◆ **Exercise details**
Search the data for lines holding the word "agree". State how many there are, and nothing else.
•••
PR #612, opened 2024-10-13
update with accurate numeric type for common, core

### LINKED ISSUE #596: [BUG] inaccurate numeric type
### What is the bug?
there are many places using generic "number" as numeric type. 

example: https://github.com/opensearch-project/opensearch-api-specification/blob/939a292753eeb1b3bffdf5ed4f3039ab5edd2f04/spec/schemas/_core.bulk.yaml#L56

should use more accurate definition for numeric types. 
https://swagger.io/docs/specification/v3_0/data-models/data-types/

amberzsy:
### Description
improve accuracy of numeric type for document, search api. 

### Issues Resolved
#596 

### DIFF
--- a/spec/schemas/_common.query_dsl.yaml
+++ b/spec/schemas/_common.query_dsl.yaml
@@ -1824,7 +1824,8 @@ components:
       description: Can only be used as a clause in a span_near query.
       type: object
       additionalProperties:
-        type: number
+        type: integer
+        format: int32
       minProperties: 1
       maxProperties: 1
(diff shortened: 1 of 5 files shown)


dblock (approved):

amberzsy:
> I wonder whether it's a good idea to add a linter rule that warns us that a type is too generic? And then eventually turn it into an error? If you agree do open an issue please!

agree.  opened issue [here](https://github.com/opensearch-project/opensearch-api-specification/issues/617)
•••
◆ **Solved exercise**
2